PR #3157, opened 2023-08-17
Use node 18 on CI

extremeheat:


rom1504:
Seems to run

Why delete the gitpod file ?

extremeheat:
It was loading node 14 and didn't seem necessary since the default container now uses node 18 + java 20, but I can add it back

index.js
```diff
@@ -1,6 +1,6 @@
-if (typeof process !== 'undefined' && parseInt(process.versions.node.split('.')[0]) < 14) {
+if (typeof process !== 'undefined' && parseInt(process.versions.node.split('.')[0]) < 16) {
```
rom1504, line 1: why not 18 ?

* * *

Activity - Beginning with the line that holds "It was loading" and ending with the last line of the listing, output every line exactly. Leave out everything else.

Task result -
It was loading node 14 and didn't seem necessary since the default container now uses node 18 + java 20, but I can add it back

index.js
```diff
@@ -1,6 +1,6 @@
-if (typeof process !== 'undefined' && parseInt(process.versions.node.split('.')[0]) < 14) {
+if (typeof process !== 'undefined' && parseInt(process.versions.node.split('.')[0]) < 16) {
```
rom1504, line 1: why not 18 ?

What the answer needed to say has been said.